## [Supplied records]
PR #298, opened 2025-04-15
API split for initiatives

kyle1morel:
# Description

- Adds a new `PCNS` global initiative, certain routes still reside at this top level under `api/v1`
  - `/ats`, `/contact`, `/docs`,  `/reporting`, `/sso`, `/user`, `/yars`
- Electrification and Housing specific routes are now nested under `api/v1/electrification` and `api/v1/housing`
  - `/accessRequest`, `/document`, `/enquiry`, `/project`, `/map`, `/note`, `/permit`, `/roadmap`
- Front end service layers for electrification and housing services now rely on the active initiative from the app store to determine correct route
- `YARS` resource added to protect certain RBAC endpoints
- Contact history now only shows submissions for the current initiative 

## Types of changes

## Checklist

### DIFF
--- a/frontend/src/components/contact/ContactHistoryList.vue
+++ b/frontend/src/components/contact/ContactHistoryList.vue
@@ -71,7 +71,7 @@ function normalizeContactHistory() {
 
 function updateQueryParams() {
   router.replace({
-    name: RouteName.INT_CONTACT_PAGE,
+    name: router.currentRoute.value.name,
     query: {
       rows: pagination.value.rows ?? undefined,
       order: pagination.value.order ?? undefined,
--- a/frontend/src/components/contact/ContactHistoryList.vue
+++ b/frontend/src/components/contact/ContactHistoryList.vue
@@ -10,12 +10,12 @@ import { formatDate } from '@/utils/formatters';
 import { toNumber } from '@/utils/utils';
 
 import type { Ref } from 'vue';
-import type { Enquiry, HousingProject, Pagination } from '@/types';
+import type { ElectrificationProject, Enquiry, HousingProject, Pagination } from '@/types';
 
 // Props
 const { assignedUsers, contactsHistory, loading } = defineProps<{
   assignedUsers: Record<string, string>;
-  contactsHistory: Array<HousingProject | Enquiry>;
+  contactsHistory: Array<ElectrificationProject | HousingProject | Enquiry>;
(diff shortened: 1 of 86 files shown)


slhurley:
Knowing I can't test everything yet...the UI looks good.  A couple of comments:
- Auto-save moves a little quick (maybe ok once we fix the bug in backlog)
- The menubar has "Housing" options...it shouldn't...if this is a common component we'll need to reword that.
- "Back to Electrification" on the confirmation page takes you to Housing.  Since we want to release Nav side before tracker perhaps it could be unlinked until we have all pieces in place?
- The link on the confirmation email that is to take you to your greyed out intake form filled in actually takes you to a blank Housing intake form.

slhurley:
- Download prod data on the Stats page doesn't work
- In Contacts on Electrification, when you click on "View" to see more about a contact it errors out with "Missing required param enquiryID".  Also I'm going to assume for now this is only Electrification Contacts and no Housing Contacts are showing up here.

frontend/src/components/contact/ContactHistoryList.vue
```diff
@@ -58,9 +63,9 @@ function getRouteToObject(data: Enquiry | HousingProject) {
 function normalizeContactHistory() {
   return contactsHistory.map((se) => ({
     ...se,
-    state: 'housingProjectId' in se ? se.applicationStatus : se.enquiryStatus,
+    state: 'projectId' in se ? se.applicationStatus : se.enquiryStatus,
     assignedUser: se.assignedUserId ? getUsersName(se.assignedUserId) : 'Unassigned',
-    historyType: 'housingProjectId' in se ? 'Project' : 'Enquiry'
+    historyType: 'projectId' in se ? 'Project' : 'Enquiry'
```
qhanson55, line 68: Could "future proof" and have the true case return '<Initiative> Project', even if just a small chance it of props being in both... But even then, it may be useful for Navs to see the Initiative that is in the prop's history without clicking into it.

frontend/src/services/electrificationProjectService.ts
```diff
@@ -1,16 +1,19 @@
 import { appAxios } from './interceptors';
 import { delimitEmails } from '@/utils/utils';
+import { Initiative } from '@/utils/enums/application';
```
qhanson55, line 3: alpha order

## [Work to be completed]
Only lines that hold the string "takes" belong in the answer, so copy every one of them from the records.

## [Solution]
- "Back to Electrification" on the confirmation page takes you to Housing.  Since we want to release Nav side before tracker perhaps it could be unlinked until we have all pieces in place?
- The link on the confirmation email that is to take you to your greyed out intake form filled in actually takes you to a blank Housing intake form.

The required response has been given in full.